[Records drawn from a dataset]
PR #224, opened 2023-02-05
NIP-57: Lightning Zaps

jb55:
This NIP defines a new note type called a lightning zap of kind `9735`. These represent paid lightning invoice receipts sent by a lightning node called the `zapper`. We also define a another note type of kind `9734` which are `zap request` notes, which will be described in this document.

Having lightning receipts on nostr allows clients to display lightning payments from entities on the network. These can be used for fun or for spam deterrence.

https://github.com/nostr-protocol/nips/blob/zaps/57.md

### DIFF
--- a/57.md
+++ b/57.md
@@ -30,7 +30,7 @@ Having lightning receipts on nostr allows clients to display lightning payments 
 
 3. Clients may choose to display a lightning zap button on each post or on the users profile, if the user's lnurl pay request endpoint supports nostr, the client SHOULD generate a `zap invoice` instead of a normal lnurl invoice.
 
-4. To generate a `zap invoice`, call the `callback` url with `amount` set to the milli-satoshi amount value. A `nostr` querystring value MUST be set as well. It a uri-encoded `zap request` note signed by the user's key. The `zap request` note contains an `e` tag of the note it is zapping, and a `p` tag of the target user's pubkey. The `e` tag is optional which allows profile tipping. The `zap request` note must also have a `relays` tag, which is gathered from the user's configured relays.
+4. To generate a `zap invoice`, call the `callback` url with `amount` set to the milli-satoshi amount value. A `nostr` querystring value MUST be set as well. It is a uri-encoded `zap request` note signed by the user's key. The `zap request` note contains an `e` tag of the note it is zapping, and a `p` tag of the target user's pubkey. The `e` tag is optional which allows profile tipping. The `zap request` note must also have a `relays` tag, which is gathered from the user's configured relays.
 
 5. Pay this invoice or pass it to an app that can pay the invoice. Once it's paid, a `zap note` will be created by the `zapper`.
 
--- a/57.md
+++ b/57.md
@@ -133,10 +133,11 @@ A reference implementation for the zapper is here: [zapper][zapper]
 
 Clients MAY fetch zap notes on posts and profiles:
 
-`{"kinds": [9735], "#p": [...]}`
+`{"kinds": [9735], "#e": [...]}`
 
 To authorize these notes, clients MUST fetch the `nostrPubkey` from the users configured lightning address or lnurl and ensure that the zaps to their posts were created by this pubkey. If clients don't do this, anyone could forge unauthorized zaps.
 
+Once authorized, clients MAY tally zaps on posts, and list them on profiles. If the zap request note contains a non-empty `content`, it may display a zap comment. Generally clients should show users the `zap request` note, and use the `zap note` to show "zap authorized by ..." but this is optional.
 
 ## Future Work
 
--- a/57.md
+++ b/57.md
@@ -124,6 +124,8 @@ When receiving a payment, the following steps are executed:
 
 6. Create a nostr note of kind `9735` that includes the `p` tag AND optional `e` tag. The content SHOULD be empty. The created_at date SHOULD be set to the invoice paid_at date for idempotency.
 
+7. Send the note to the `relays` declared in the `zap request` note from the invoice description.
+
 A reference implementation for the zapper is here: [zapper][zapper]
 
 [zapper]: https://github.com/jb55/cln-nostr-zapper
--- a/57.md
+++ b/57.md
@@ -30,7 +30,7 @@ Having lightning receipts on nostr allows clients to display lightning payments 
 
 3. Clients may choose to display a lightning zap button on each post or on the users profile, if the user's lnurl pay request endpoint supports nostr, the client SHOULD generate a `zap invoice` instead of a normal lnurl invoice.
 
-4. To generate a `zap invoice`, call the `callback` url with `amount` set to the milli-satoshi amount value. A `nostr` querystring value MUST be set as well. It is a uri-encoded `zap request` note signed by the user's key. The `zap request` note contains an `e` tag of the note it is zapping, and a `p` tag of the target user's pubkey. The `e` tag is optional which allows profile tipping. The `zap request` note must also have a `relays` tag, which is gathered from the user's configured relays.
+4. To generate a `zap invoice`, call the `callback` url with `amount` set to the milli-satoshi amount value. A `nostr` querystring value MUST be set as well. It is a uri-encoded `zap request` note signed by the user's key. The `zap request` note contains an `e` tag of the note it is zapping, and a `p` tag of the target user's pubkey. The `e` tag is optional which allows profile tipping. The `zap request` note must also have a `relays` tag, which is gathered from the user's configured relays. The `content` MAY be an additional comment from the user which can be displayed when listing zaps on posts and profiles.
 
 5. Pay this invoice or pass it to an app that can pay the invoice. Once it's paid, a `zap note` will be created by the `zapper`.
 
--- a/57.md
+++ b/57.md
@@ -56,7 +56,7 @@ The lnurl server will need some additional pieces of information so that clients
 
 	e. There should be a `relays` tag with the relays to send the `zap` note to.
 
-5. If valid, fetch an invoice where the description is this note and this note only. No additional lnurl metadata is included in the description.
+5. If valid, fetch a description hash invoice where the description is this note and this note only. No additional lnurl metadata is included in the description.
 
 At this point, the lightning node is ready to send the zap note once payment is received.
 
--- a/57.md
+++ b/57.md
@@ -26,7 +26,7 @@ Having lightning receipts on nostr allows clients to display lightning payments 
 
 1. Calculate the lnurl pay request url for a user from the lud06 or lud16 field on their profile
 
-2. Fetch the lnurl pay request static endpoint (`https://host.com/.well-known/lnurlp/user`) and gather the `allowsNostr` and `nostrPubkey` fields. If `allowsNostr` exists and it is `true`, and if `nostrPubkey` exists and is true, associate this information with the user. The `nostrPubkey` is the `zapper`'s pubkey, and it is used to authorize zaps sent to that user.
+2. Fetch the lnurl pay request static endpoint (`https://host.com/.well-known/lnurlp/user`) and gather the `allowsNostr` and `nostrPubkey` fields. If `allowsNostr` exists and it is `true`, and if `nostrPubkey` exists and is a valid BIP 340 public key, associate this information with the user. The `nostrPubkey` is the `zapper`'s pubkey, and it is used to authorize zaps sent to that user.
 
 3. Clients may choose to display a lightning zap button on each post or on the users profile, if the user's lnurl pay request endpoint supports nostr, the client SHOULD generate a `zap invoice` instead of a normal lnurl invoice.
 
--- a/57.md
+++ b/57.md
@@ -6,7 +6,7 @@ Lightning Zaps
 
 `draft` `optional` `author:jb55` `author:kieran`
 
-This NIP defines a new note type called a lightning zap of kind `9735`. These represent paid lightning invoice receipts sent by a lightning node called the `zapper`. We also define a another note type of kind `9734` which are `zap request` notes, which will be described in this document.
+This NIP defines a new note type called a lightning zap of kind `9735`. These represent paid lightning invoice receipts sent by a lightning node called the `zapper`. We also define another note type of kind `9734` which are `zap request` notes, which will be described in this document.
 
 Having lightning receipts on nostr allows clients to display lightning payments from entities on the network. These can be used for fun or for spam deterrence.
 
--- a/57.md
+++ b/57.md
@@ -1,0 +1,143 @@
+NIP-57
+======
+
+Lightning Zaps
+--------------
+
+`draft` `optional` `author:jb55` `author:kieran`
+
+This NIP defines a new note type called a lightning zap of kind `9735`. These represent paid lightning invoice receipts sent by a lightning node called the `zapper`. We also define a another note type of kind `9734` which are `zap request` notes, which will be described in this document.
+
+Having lightning receipts on nostr allows clients to display lightning payments from entities on the network. These can be used for fun or for spam deterrence.
+
+
+## Definitions
+
+`zapper` - the lightning node or service that sends zap notes (kind `9735`)
+
+`zap request` - a note of kind `9734` created by the person zapping
+
+`zap invoice` - the bolt11 invoice fetched from a custom lnurl endpoint which contains a `zap request` note
+
+
+## Protocol flow
+
+### Client side
+
+1. Calculate the lnurl pay request url for a user from the lud06 or lud16 field on their profile
+
+2. Fetch the lnurl pay request static endpoint (`https://host.com/.well-known/lnurlp/user`) and gather the `allowsNostr` and `nostrPubkey` fields. If `allowsNostr` exists and it is `true`, and if `nostrPubkey` exists and is true, associate this information with the user. The `nostrPubkey` is the `zapper`'s pubkey, and it is used to authorize zaps sent to that user.
+
+3. Clients may choose to display a lightning zap button on each post or on the users profile, if the user's lnurl pay request endpoint supports nostr, the client SHOULD generate a `zap invoice` instead of a normal lnurl invoice.
+
+4. To generate a `zap invoice`, call the `callback` url with `amount` set to the milli-satoshi amount value. A `nostr` querystring value MUST be set as well. It a uri-encoded `zap request` note signed by the user's key. The `zap request` note contains an `e` tag of the note it is zapping, and a `p` tag of the target user's pubkey. The `e` tag is optional which allows profile tipping. The `zap request` note must also have a `relays` tag, which is gathered from the user's configured relays.
+
+5. Pay this invoice or pass it to an app that can pay the invoice. Once it's paid, a `zap note` will be created by the `zapper`.
+
+### LNURL Server side
+
+The lnurl server will need some additional pieces of information so that clients can know that zap invoices are supported:
+
+1. Add a `nostrPubkey` to the lnurl-pay static endpoint `/.well-known/lnurlp/user`, where `nostrPubkey` is the nostr pubkey of the `zapper`, the entity that creates zap notes. Clients will use this to authorize zaps.
+
+2. Add an `allowsNostr` field and set it to true.
+
+3. In the lnurl-pay callback URL, watch for a `nostr` querystring, where the contents of the note is a uri-encoded `zap request` JSON.
+
+4. If present, the zap request note must be validated:
+
+	a. It MUST have a valid nostr signature
+
+	b. It MUST have tags
+
+	c. It MUST have at least one p-tag
+
+	d. It MUST have either 0 or 1 e-tag
+
+	e. There should be a `relays` tag with the relays to send the `zap` note to.
+
+5. If valid, fetch an invoice where the description is this note and this note only. No additional lnurl metadata is included in the description.
+
+At this point, the lightning node is ready to send the zap note once payment is received.
+
+## The zap note
+
+Zap notes are created by a lightning node reacting to paid invoices. Zap notes are only created when the invoice description (committed to the description hash) contains a `zap request` note.
+
+Example zap note:
+
+```json
+{
+    "id": "67b48a14fb66c60c8f9070bdeb37afdfcc3d08ad01989460448e4081eddda446",
+    "pubkey": "9630f464cca6a5147aa8a35f0bcdd3ce485324e732fd39e09233b1d848238f31",
+    "created_at": 1674164545,
+    "kind": 9735,
+    "tags": [
+      [
+        "p",
+        "32e1827635450ebb3c5a7d12c1f8e7b2b514439ac10a67eef3d9fd9c5c68e245"
+      ],
+      [
+        "e",
+        "3624762a1274dd9636e0c552b53086d70bc88c165bc4dc0f9e836a1eaf86c3b8"
+      ],
+      [
+        "bolt11",
+        "lnbc10u1p3unwfusp5t9r3yymhpfqculx78u027lxspgxcr2n2987mx2j55nnfs95nxnzqpp5jmrh92pfld78spqs78v9euf2385t83uvpwk9ldrlvf6ch7tpascqhp5zvkrmemgth3tufcvflmzjzfvjt023nazlhljz2n9hattj4f8jq8qxqyjw5qcqpjrzjqtc4fc44feggv7065fqe5m4ytjarg3repr5j9el35xhmtfexc42yczarjuqqfzqqqqqqqqlgqqqqqqgq9q9qxpqysgq079nkq507a5tw7xgttmj4u990j7wfggtrasah5gd4ywfr2pjcn29383tphp4t48gquelz9z78p4cq7ml3nrrphw5w6eckhjwmhezhnqpy6gyf0"
+      ],
+      [
+        "description",
+        "{\"pubkey\":\"32e1827635450ebb3c5a7d12c1f8e7b2b514439ac10a67eef3d9fd9c5c68e245\",\"content\":\"\",\"id\":\"d9cc14d50fcb8c27539aacf776882942c1a11ea4472f8cdec1dea82fab66279d\",\"created_at\":1674164539,\"sig\":\"77127f636577e9029276be060332ea565deaf89ff215a494ccff16ae3f757065e2bc59b2e8c113dd407917a010b3abd36c8d7ad84c0e3ab7dab3a0b0caa9835d\",\"kind\":9734,\"tags\":[[\"e\",\"3624762a1274dd9636e0c552b53086d70bc88c165bc4dc0f9e836a1eaf86c3b8\"],[\"p\",\"32e1827635450ebb3c5a7d12c1f8e7b2b514439ac10a67eef3d9fd9c5c68e245\"],[\"relays\",\"wss://relay.damus.io\",\"wss://nostr-relay.wlvs.space\",\"wss://nostr.fmt.wiz.biz\",\"wss://relay.nostr.bg\",\"wss://nostr.oxtr.dev\",\"wss://nostr.v0l.io\",\"wss://brb.io\",\"wss://nostr.bitcoiner.social\",\"ws://monad.jb55.com:8080\",\"wss://relay.snort.social\"]]}"
+      ],
+      [
+        "preimage",
+        "5d006d2cf1e73c7148e7519a4c68adc81642ce0e25a432b2434c99f97344c15f"
+      ]
+    ],
+    "content": "",
+    "sig": "b0a3c5c984ceb777ac455b2f659505df51585d5fd97a0ec1fdb5f3347d392080d4b420240434a3afd909207195dac1e2f7e3df26ba862a45afd8bfe101c2b1cc"
+  }
+```
+
+* The zap note MUST have a `bolt11` tag containing the description hash bolt11 invoice.
+
+* The zap note MUST contain a `description` tag which is the invoice description.
+
+* `SHA256(description)` MUST match the description hash in the bolt11 invoice.
+
+* The zap note MAY contain a `preimage` to match against the payment hash of the bolt11 invoice. This isn't really a payment proof, there is no real way to prove that the invoice is real or has been paid. You are trusting the author of the zap note for the legitimacy of the payment.
+
+The zap note is not a proof of payment, all it proves is that some nostr user fetched an invoice. The existence of the zap note implies the invoice as paid, but it could be a lie given a rogue implementation.
+
+
+### Creating a zap note
+
+When receiving a payment, the following steps are executed:
+
+1. Get the description for the invoice. This needs to be saved somewhere during the generation of the description hash invoice. It is saved automatically for you with CLN, which is the reference implementation used here.
+
+2. Parse the bolt11 description as a JSON nostr note. You SHOULD check the signature of the parsed note to ensure that it is valid. This is the `zap request` note created by the entity who is zapping.
+
+4. The note MUST have only one `p` tag
+
+5. The note MUST have 0 or 1 `e` tag
+
+6. Create a nostr note of kind `9735` that includes the `p` tag AND optional `e` tag. The content SHOULD be empty. The created_at date SHOULD be set to the invoice paid_at date for idempotency.
+
+A reference implementation for the zapper is here: [zapper][zapper]
+
+[zapper]: https://github.com/jb55/cln-nostr-zapper
+
+
+## Client Behavior
+
+Clients MAY fetch zap notes on posts and profiles:
+
+`{"kinds": [9735], "#p": [...]}`
+
+To authorize these notes, clients MUST fetch the `nostrPubkey` from the users configured lightning address or lnurl and ensure that the zaps to their posts were created by this pubkey. If clients don't do this, anyone could forge unauthorized zaps.
+
+
+## Future Work
+
+Zaps can be extended to be more private by encrypting zap request notes to the target user, but for simplicity it has been left out of this initial draft.
--- a/README.md
+++ b/README.md
@@ -30,6 +30,7 @@ NIPs stand for **Nostr Implementation Possibilities**. They exist to document wh
 - [NIP-40: Expiration Timestamp](40.md)
 - [NIP-42: Authentication of clients to relays](42.md)
 - [NIP-50: Keywords filter](50.md)
+- [NIP-57: Lightning Zaps](57.md)
 
 ## Event Kinds
 


57.md
```diff
@@ -0,0 +1,143 @@
+NIP-57
+======
+
+Lightning Zaps
+--------------
+
+`draft` `optional` `author:jb55` `author:kieran`
+
+This NIP defines a new note type called a lightning zap of kind `9735`. These represent paid lightning invoice receipts sent by a lightning node called the `zapper`. We also define a another note type of kind `9734` which are `zap request` notes, which will be described in this document.
```
0xtrr, line 9:
```suggestion
This NIP defines a new note type called a lightning zap of kind `9735`. These represent paid lightning invoice receipts sent by a lightning node called the `zapper`. We also define another note type of kind `9734` which are `zap request` notes, which will be described in this document.
```

57.md
```diff
@@ -0,0 +1,144 @@
...
+
+1. Calculate the lnurl pay request url for a user from the lud06 or lud16 field on their profile
+
+2. Fetch the lnurl pay request static endpoint (`https://host.com/.well-known/lnurlp/user`) and gather the `allowsNostr` and `nostrPubkey` fields. If `allowsNostr` exists and it is `true`, and if `nostrPubkey` exists and is true, associate this information with the user. The `nostrPubkey` is the `zapper`'s pubkey, and it is used to authorize zaps sent to that user.
+
+3. Clients may choose to display a lightning zap button on each post or on the users profile, if the user's lnurl pay request endpoint supports nostr, the client SHOULD generate a `zap invoice` instead of a normal lnurl invoice.
+
+4. To generate a `zap invoice`, call the `callback` url with `amount` set to the milli-satoshi amount value. A `nostr` querystring value MUST be set as well. It a uri-encoded `zap request` note signed by the user's key. The `zap request` note contains an `e` tag of the note it is zapping, and a `p` tag of the target user's pubkey. The `e` tag is optional which allows profile tipping. The `zap request` note must also have a `relays` tag, which is gathered from the user's configured relays.
```
benthecarman, line 33: > It a uri-encoded `zap request`

It `is` a uri-encoded zap request

lylepratt:
nice! awesome spec! Will work on implementing this.

fiatjaf:
Can we remove the `allowsNostr` field entirely and just rely on the presence of `nostrPubkey`?

jb55:
probably, I can't remember why I had them separate.

jb55:
I kinda rushed this and might be underspecified, let me know if anything seems unclear.

jb55:
> probably, I can't remember why I had them separate.

maybe for temporarily disabling it while still allowing clients to validate older zaps? I think I had some kind of reasoning along those lines.

fiatjaf:
> maybe for temporarily disabling it while still allowing clients to validate older zaps? I think I had some kind of reasoning along those lines.

Makes sense.

fiatjaf:
I don't understand the need for the encrypted zap request, since HTTPS calls are already encrypted. Did I misunderstood something?

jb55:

## Task description
Within the records above, find every line containing "forge" and report only how many there are.

## Response for this exercise
2